Remember that the reason you were considering putting SSDs in the storage array is the existing cache isn’t performing and the disks are running at full utilization. By implication this means the disks are running out of IOPs not bandwidth, so there still should be capacity for pref-etching from the SSDs, or maybe not? Remember, if the access patterns were such that IOs weren't pre-fetchable in the first place, then you are still going to take large latency hits at the start of every access to be loaded in the SSDs. If you are lucky you will be performing large accesses to allow some amortization of the access cost, but you must be reading multiple megabytes to overcome the pre-fetch cost.
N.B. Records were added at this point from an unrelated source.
PR #893, opened 2022-02-09
api: Add export and transcode to Asset and Task 

### LINKED ISSUE #890: Stream recordings --> Assets
Create import task with the URL where we serve the MP4

### LINKED ISSUE #894: Add API export and transcode

gioelecerati:

Add export and transcode for the vod flow

- Add export and transcode endpoints
- Add TaskResult handler for these events

Fixes #894 
Fixes #890 

**Screenshots (optional):**

**Checklist:**


packages/api/src/controllers/asset.ts
```diff
@@ -169,49 +173,43 @@ app.get("/", authMiddleware({}), async (req, res) => {
...
+  const asset = await db.asset.get(assetId);
+  if (!asset) {
+    throw new NotFoundError(`Asset not found with id ${assetId}`);
+  }
+  if (req.user.id !== asset.userId) {
+    throw new ForbiddenError(`User can only export their own assets`);
   }
-);
+
+  let task = await req.taskScheduler.scheduleTask(asset, "export", {
```
victorges: Nice `scheduleTask` helper 😌 

I think the `update` to `phase: "waiting"` should be inside it as well though.

packages/api/src/schema/schema.yaml
```diff
@@ -1109,6 +1110,24 @@ components:
...
+              type: object
+              additionalProperties: false
+              description: Parameters for the export task
+              properties:
+                url:
+                  type: string
+                  description: s3 presigned url of the asset to export
+                  example: s3+https://s3.amazonaws.com/livepeer-test/ABC123/filename.mp4
+                ipfs:
+                  type: boolean
```
victorges: This **must** be an object, not a boolean, since it will later contain sub-fields. Like for example custom service, ERC1155 metadata, etc.

packages/api/src/schema/schema.yaml
```diff
@@ -1151,6 +1170,22 @@ components:
...
+                  type: string
+                  description: could be a url or a IPFS CID
+                metadataFilePath:
+                  type: string
+                  description: could be a url or a IPFS CID
+                assetSpec:
+                  type: object
+                  $ref: "#/components/schemas/asset"
+                ipfs:
+                  type: boolean
```
victorges: I'd go with
```suggestion
                ipfs:
                  type: object
                  properties:
                    videoFileCid:
                      type: string
                      description: IPFS CID of the exported video file
                    erc1155MetadataCid:
                      type: string
                      description: IPFS CID of the default metadata exported for the video
```

custom export has no output I guess. Can you think of any?

packages/api/src/task/task.ts
```diff
@@ -84,21 +88,65 @@ export default class TaskScheduler {
...
-              updatedAt: Date.now(),
-            },
-            output: event.output,
-          });
           return true;
         }
       }
-      console.log(`task type unknown: ${event.task.type}`);
+
+      if (allowedTasks.includes(event.task.type)) {
```
victorges: What is this check for? Shouldn't we update every task with its output even if we seemingly don't support it here? e.g. version migration

If we don't understand what is a given event, we should probably `nack` it instead of processing but ignoring all its information. But I think we should be fine just doing a best effort processing and at least always updating the task object.

packages/api/src/task/task.ts
```diff
@@ -84,21 +88,65 @@ export default class TaskScheduler {
...
           });
 
-          await db.task.update(task.id, {
-            status: {
-              phase: "completed",
-              updatedAt: Date.now(),
-            },
-            output: event.output,
-          });
           return true;
```
victorges: Transcode task also generates an output asset. We need a similar logic for it here. (could be related to the confusing `originTaskId` as well)

packages/api/src/task/task.ts
```diff
@@ -84,21 +88,65 @@ export default class TaskScheduler {
...
+      timestamp: Date.now(),
+      task: {
+        id: task.id,
+        type: task.type,
+        snapshot: task,
+      },
+    });
+    await db.task.update(task.id, {
+      status: { phase: "waiting", updatedAt: Date.now() },
+    });
```
victorges: Oh you do already have that here! Please remove the repeated update on every place you call `scheduleTask`.

packages/api/src/task/task.ts
```diff
@@ -84,21 +88,65 @@ export default class TaskScheduler {
...
   }
+
+  async scheduleTask(
+    asset: Asset,
+    type: "import" | "export" | "transcode",
+    params: object
+  ) {
+    let newTask: WithID<Task> = {
+      id: uuid(),
+      name: `asset-upload-${asset.name}-${asset.createdAt}`,
```
victorges: Name is inaccurate for the other task types. Either receive it as an argument to the function here or try to use the task type to build the name instead? 

From another perspective, feels like this name is unnecessary, perhaps something we'll just want to compose on the frontend but doesn't have any meaning/necessity in the backend. WDYT of just removing it?

packages/www/public/sitemap.xml
```diff
@@ -1,117 +1,117 @@
...
-<url><loc>https://livepeer.com/jobs/1466562</loc><changefreq>daily</changefreq><priority>0.7</priority><lastmod>2022-02-08T18:27:53.187Z</lastmod></url>
-<url><loc>https://livepeer.com/jobs/1454194</loc><changefreq>daily</changefreq><priority>0.7</priority><lastmod>2022-02-08T18:27:53.187Z</lastmod></url>
-<url><loc>https://livepeer.com/jobs/1414584</loc><changefreq>daily</changefreq><priority>0.7</priority><lastmod>2022-02-08T18:27:53.187Z</lastmod></url>
-<url><loc>https://livepeer.com/jobs/1412804</loc><changefreq>daily</changefreq><priority>0.7</priority><lastmod>2022-02-08T18:27:53.187Z</lastmod></url>
-<url><loc>https://livepeer.com/jobs/1412803</loc><changefreq>daily</changefreq><priority>0.7</priority><lastmod>2022-02-08T18:27:53.187Z</lastmod></url>
-<url><loc>https://livepeer.com/jobs/1412799</loc><changefreq>daily</changefreq><priority>0.7</priority><lastmod>2022-02-08T18:27:53.187Z</lastmod></url>
+<url><loc>https://livepeer.com</loc><changefreq>daily</changefreq><priority>0.7</priority><lastmod>2022-02-09T14:28:24.457Z</lastmod></url>
```
victorges, line 3: These changes desn't need to be committed. Just an annoying output from the www build.

packages/api/src/schema/schema.yaml
gioelecerati: Yeah I agree, this was just a placeholder until we know the exact data, but I guess it can be a object placeholder for now

packages/api/src/schema/schema.yaml
gioelecerati: Oh you already defined the IPFS  object for the output! Cool, looks great. Nothing comes to mind right not for the custome export output

packages/api/src/task/task.ts
gioelecerati: I wanted to add a "completed" status phase in a single place, making sure the task type is allowed, but now that you mention it the task is already created so it's already an allowed type of task. I remove it!

packages/api/src/task/task.ts
gioelecerati: I agree. Are you thinking about removing the name field or it could be just something like `task-$type-$createdAt`?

And if you are reading multiple megabytes sequentially then you probably didn't need the SSDs in the first place.
It is also likely that your SSD, like some PCIe cards, has its own internal RAID because it is possible for entire blocks to fail and on rare occasion even entire NAND die. Despite all the fancy feature names and white papers predicting ominous consequences if you don't use a specific vendor drives with their Super Extra Special Enterprise Strength Enhanced Storage Enabled Safety Engine aka (SE)^5 (tm), recovering from failed flash blocks is little different than remapping failing disk sectors which disk drives have been doing for decades. At Violin, we have a whole host of mechanisms designed to ensure every piece of data you give us is protected as one would expect from a piece of enterprise storage equipment.
But back to the beginning, the SSD has no idea if it is being used in a RAIDed array or not and must implement its own internal RAID to recover from such failures to provide the sort of data protection required for enterprise storage. So like the PCIe card, when you use the SSD in a RAIDed storage array you are paying twice for RAID.
Another issue is disks only have a limited amount of remapping space available and most arrays controllers are designed to handle a head crash in a disk where all the bad sectors are in the same place. They aren't designed to deal with a drive that can suddenly have thousands, or even millions bad sectors appear randomly all over a drive. Unlike a head crash where all the bad sectors are in the same place, when a block, or worse a whole flash die fails it will contain sectors with logical block address spread over the whole address range.
Like the PCIe card is to the server, the SSD is really is just an expensive way to try boost the cache performance of an enterprise disk array and provide the incumbents an incremental introduction to the capabilities of solid state while maintain their existing profit margins and data center footprint.
If one were to take the next logical step – the flash Memory Array (Violin 3000 & 6000) is a “ground up” design to aggregate flash in most economical and reliable way to provide a path to low latency “memory speed” performance in a footprint measured in 3RU (rack units) rather than multiple racks of short stroked hard disks.
Putting SSDs in legacy arrays is just like putting a race car engine in a minivan, the only bang you are likely to get for your buck is the sound of the under-built transmission exploding the first time you step on the gas.